**Listed entries**
PR #1713, opened 2024-02-28
Bug 5069: Keep listening after getsockname() error

rousskov:
ERROR: Stopped accepting connections:
    error: getsockname() failed to locate local-IP on ...

In many cases, these failures are intermittent client-triggered errors
(e.g., client shut down the accepted socket); Squid will successfully
accept other connections and, hence, should keep listening for them.

### DIFF
--- a/src/comm/TcpAcceptor.cc
+++ b/src/comm/TcpAcceptor.cc
@@ -381,7 +381,10 @@ Comm::TcpAcceptor::acceptInto(Comm::ConnectionPointer &details)
     if (getsockname(sock, gai->ai_addr, &gai->ai_addrlen) != 0) {
         int xerrno = errno;
         Ip::Address::FreeAddr(gai);
-        throw TextException(ToSBuf("getsockname() failed to locate local-IP on ", details, ": ", xstrerr(xerrno)), Here());
+        debugs(50, DBG_IMPORTANT, "ERROR: Closing accepted TCP connection after failing to obtain its local IP address" <<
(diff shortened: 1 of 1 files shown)


rousskov:
Sample output from patched code (the error was forced/injected by manually corrupting the file descriptor value for this test):

```
2024/02/28 10:20:22| ERROR: Closing accepted TCP connection after failing to obtain its local IP address
    accepted connection: conn33 local=[::] remote=127.0.0.1:59464 FD 20 flags=129
    getsockname(2) error: (9) Bad file descriptor
    listening port: 3128
```

kinkie (approved):
Looks good, thanks!

yadij:
FWIW this bug looks like just another symptom bug 3565 which already has PR #857 (blocked over disagreement on scope).

rousskov:
> FWIW this bug looks like just another symptom bug 3565 which already has PR #857

The bug fixed in this PR is pretty much unrelated to bug 3565 or PR #857 AFAICT: In modern Squid code, the exception removed by this PR was always caught by the caller, without killing Squid or causing any other damage unique to the modified code path. Comm::TcpAcceptor::acceptOne() -- the only acceptInto() caller -- already handles acceptInto() exceptions and false results. This PR does not remove the last thrown acceptInto() exception and does not add the first false result.

rousskov:
Bug reported has [confirmed](https://bugs.squid-cache.org/show_bug.cgi?id=5069#c7) that this fix works for them.

squidadm:
queued for backport to v6

PR #1715, opened 2024-03-01
Maintenance: update --with-systemd detection

yadij:
Drop support for obsolete systemd v209 and older.

### DIFF
--- a/configure.ac
+++ b/configure.ac
@@ -1259,20 +1259,13 @@ SQUID_CHECK_LIB_WORKS(ldap,[
 ])
 
 SQUID_AUTO_LIB(systemd,[systemd API for start-up notification],[LIBSYSTEMD])
-AH_TEMPLATE(USE_SYSTEMD,[systemd support is available])
 SQUID_CHECK_LIB_WORKS(systemd,[
   SQUID_STATE_SAVE(squid_systemd_state)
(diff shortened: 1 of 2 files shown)


configure.ac
```diff
@@ -1448,20 +1448,13 @@ SQUID_CHECK_LIB_WORKS(ldap,[
...
-  ])
-  AC_CHECK_HEADERS(systemd/sd-daemon.h)
+  PKG_CHECK_MODULES(LIBSYSTEMD,[libsystemd >= 209],[
+    AC_CHECK_HEADERS(systemd/sd-daemon.h)
+  ],[:])
   SQUID_STATE_ROLLBACK(squid_systemd_state)
-
-  AS_IF([test "x$LIBSYSTEMD_LIBS" != "x"],[
-    AC_DEFINE(USE_SYSTEMD,1,[systemd support is available])
-  ])
```
kinkie, line 1464: Seems incomplete. We are relying on USE_SYSTEMD in src/client_side.cc, and this PR would not continue defining it, would it?

kinkie (approved):
LGTM

rousskov:
> Drop support for obsolete systemd v209 and older.

I do not think we should use "Maintenance:" title prefix for PRs that drop support for something (because it devalues the prefix as an indication of a "safe" functionality-preserving change), but I am not going to fight about it.

PR #1716, opened 2024-03-04
mkrelease: ensure creation of translation:

kinkie:
Ensure presence of needed packages for release automation


yadij (approved):

mkrelease.sh
```diff
@@ -31,6 +31,18 @@ if test "$rev" != "$checkrev" ; then
...
+po2html=`which po2html`
+if test -z "$po2html" ; then
+    echo "cannot find po2html"
+    exit 1
+fi
+po2txt=`which po2txt`
+if test -z "$po2txt" ; then
+    echo "cannot find po2txt"
+    exit 1
+fi
```
rousskov, line 43: This hack cannot be the right fix, even though I am sure it helps. A proper solution ought to be different, especially since Squid Makefiles do not call `po2txt` and `po2html` (they call `$(PO2TEXT)` and `$(PO2HTML)` and those variables might be influenced by things outside this script and this hack).

I am not going to block this hack addition, but I recommend figuring out why things do not fail properly without it (and then addressing that/core problem).

P.S. PR title is misleading. This hack does not ensure any creation. It only facilitates failure (in some cases).

kinkie: You are right; this is a hack is not the best fix. The right fix would be to ensure that the --enable-translations configure option aborts the build if the tools can't be found, instead of silently disabling them as it does right now.
This would in turn have further requirements and consequences, making it an effective rabbit hole.
It would be a lot of work for a system that has exactly two users and is used at most once a month; it's just not worth our time to do anything better than this.
Thanks for not blocking this PR; as you say it's not the best choice, but it helps avoid problems like it happened with the 6.7 release, which was missing the translated pages because nothing noticed that the tools needed to generate them were missing

rousskov: > this is a hack is not the best fix

IMO, the fact that this PR does not fix the problem that should be fixed should have been disclosed in the PR when it was posted. A proper disclosure would have saved me quite a bit of time!

> This would in turn have further requirements and consequences, making it an effective rabbit hole.

FWIW, to make a convincing rabbit hole argument one has to demonstrate inevitability of at least a few significant complications getting us deeper and deeper into the rabbit hole. From where I sit, this looks like a lame excuse rather than an argument advancing a valid position.

> it helps avoid problems like it happened with the 6.7 release

So would a solution.

squidadm:
queued for backport to v6

PR #1717, opened 2024-03-04
Maintenance: update --with-netfilter-conntrack detection

yadij:
Fixes pollution of global LIBS, LDFLAGS and CPPFLAGS
when the library and required headers are not
detected as usable.


kinkie (approved):
looks good

configure.ac
```diff
@@ -1455,13 +1455,15 @@ AC_MSG_NOTICE([Linux Netfilter support requested: ${enable_linux_netfilter:=auto
 dnl Look for libnetfilter_conntrack options (needed for QOS netfilter marking)
 SQUID_AUTO_LIB(netfilter-conntrack,[Netfilter conntrack],[LIBNETFILTER_CONNTRACK])
 SQUID_CHECK_LIB_WORKS(netfilter-conntrack,[
-  LDFLAGS="$LIBNETFILTER_CONNTRACK_PATH $LDFLAGS"
+  SQUID_STATE_SAVE(squid_netfilter_conntrack_state)
+  PKG_CHECK_MODULES([LIBNETFILTER_CONNTRACK],[libnetfilter_conntrack],[:],[:])
   CPPFLAGS="$LIBNETFILTER_CONNTRACK_CFLAGS $CPPFLAGS"
-  AC_SEARCH_LIBS([nfct_query],[netfilter_conntrack],[LIBNETFILTER_CONNTRACK_LIBS="-lnetfilter_conntrack"])
+  LIBS="$LIBNETFILTER_CONNTRACK_PATH $LIBNETFILTER_CONNTRACK_LIBS $LIBS"
```
kinkie, line 1461: besides consistency, what is the reason to touch LIBS here? the following tests only check for headers

configure.ac
```diff
@@ -1455,13 +1455,15 @@ AC_MSG_NOTICE([Linux Netfilter support requested: ${enable_linux_netfilter:=auto
...
   AC_CHECK_HEADERS([ \
     libnetfilter_conntrack/libnetfilter_conntrack.h \
-    libnetfilter_conntrack/libnetfilter_conntrack_tcp.h
-  ],,[LIBNETFILTER_CONNTRACK_LIBS=""])
+    libnetfilter_conntrack/libnetfilter_conntrack_tcp.h \
```
kinkie, line 1464: According to a quick experiment I've just run, the backslash continuations are not needed (at least with autoconf 2.71). While removing them might be out of scope for this PR, adding them is unnecessary

yadij: Thanks for he info. Leaving it for consistency with every other headers list.

configure.ac
yadij: consistency is the main reason, to ensure that these checks still work properly when the LIBS are set instead of LDFLAGS.

PR #1718, opened 2024-03-04
Maintenance: update --with-cap detection

yadij:


src/tools.cc
```diff
@@ -1132,8 +1131,8 @@ keepCapabilities(void)
 static void
 restoreCapabilities(bool keep)
 {
-    /* NP: keep these two if-endif separate. Non-Linux work perfectly well without Linux syscap support. */
-#if USE_LIBCAP
+    /* keep these two if-endif separate. Non-Linux work perfectly well without Linux syscap support. */
```
rousskov, line 1134: If we are polishing this comment: I could not easily tell what exactly should be kept separate. I suggest mentioning specific condition(s) instead. For example:

```suggestion
    // Check HAVE_LIBCAP separately from _SQUID_LINUX_: Some non-Linux cases work without LIBCAP.
```

or

```suggestion
    // Check HAVE_LIBCAP separately from _SQUID_LINUX_: Non-Linux cases may benefit from LIBCAP but work without it.
```

... or whatever gets the reader closer to the actual reasons behind the existing code logic.

yadij: Fixed in [1f09e63](https://github.com/squid-cache/squid/pull/1718/commits/1f09e63bfe697ac380eb8eeabbb1329080511941)

src/tools.cc
```diff
@@ -1132,8 +1131,12 @@ keepCapabilities(void)
 static void
 restoreCapabilities(bool keep)
 {
-    /* NP: keep these two if-endif separate. Non-Linux work perfectly well without Linux syscap support. */
-#if USE_LIBCAP
+#if _SQUID_LINUX_ && !HAVE_LIBCAP
+    /* Linux requires syscap support from libcap. */
+    Ip::Interceptor.StopTransparency("Missing needed capability support.");
+#endif
```
rousskov, line 1137: To avoid this Linux code falling through into what is arguably marked as "Non-Linux" code at the end of this function:

```suggestion
    return;
#endif
```


Alternatively, consider refactoring a little to arrive at this overall simpler (and focused on the primary use case) code shape:

```C++
#if HAVE_LIBCAP
    ...
    return;
#endif

#if _SQUID_LINUX_
    Ip::Interceptor.StopTransparency("Linux requires syscap support from libcap.");
    (void)keep;
#else
    /* Non-Linux transparent proxy works with or without libcap support. */
    (void)keep;
#endif
```

No "keep these two if-endif separate" comment is required with the above code shape either IMO. The code is self-documenting. The only disadvantage I can see with this simpler shape is that Ip::Interceptor.StopTransparency() call will be compiled (but never executed) on Linux with LIBCAP support. Your call.

yadij: The suggested change causes unreachable code errors on the `#else` clause at the end. Going with the alternative.

kinkie (approved):
LGTM!

PR #1720, opened 2024-03-04
Use ERR_READ_ERROR for read-from-client I/O errors

eduard-bagdasaryan:
ERR_CLIENT_GONE is still used for unexpected zero-size reads on
client-to-Squid connections. The two cases are now distinct.

### DIFF
--- a/src/servers/Server.cc
+++ b/src/servers/Server.cc
@@ -176,7 +176,7 @@ Server::doClientRead(const CommIoCbParams &io)
         LogTagsErrors lte;
         lte.timedout = rd.xerrno == ETIMEDOUT;
         lte.aborted = !lte.timedout; // intentionally true for zero rd.xerrno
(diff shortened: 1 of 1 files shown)


eduard-bagdasaryan:
The fix was [suggested](https://github.com/squid-cache/squid/pull/1582/files#r1388884278) by @rousskov .

rousskov:
> The fix was [suggested](https://github.com/squid-cache/squid/pull/1582/files#r1388884278) by @rousskov .

Yes, to me, ERR_READ_ERROR feels more appropriate for reporting network read errors than ERR_CLIENT_GONE, especially when the latter is used for a no-error zero-read case.

Once this PR lands (or is rejected), we will follow up with the code deduplication PR suggested in the comment referenced above.

rousskov (approved):

kinkie (approved):
Agreed

yadij (approved):

PR #1721, opened 2024-03-05
Remove unused strnstr() replacement

yadij:
Squid code does not actually use strnstr() so this copy of FreeBSD
code does not need to be shipped.


kinkie (approved):
This is great 👍

rousskov (approved):
Thank you.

**What the task requires**
Return the material exactly as it stands above, but only from its first line to the line containing "In many cases, these", both ends included.

**Result for this task**
PR #1713, opened 2024-02-28
Bug 5069: Keep listening after getsockname() error

rousskov:
ERROR: Stopped accepting connections:
    error: getsockname() failed to locate local-IP on ...

In many cases, these failures are intermittent client-triggered errors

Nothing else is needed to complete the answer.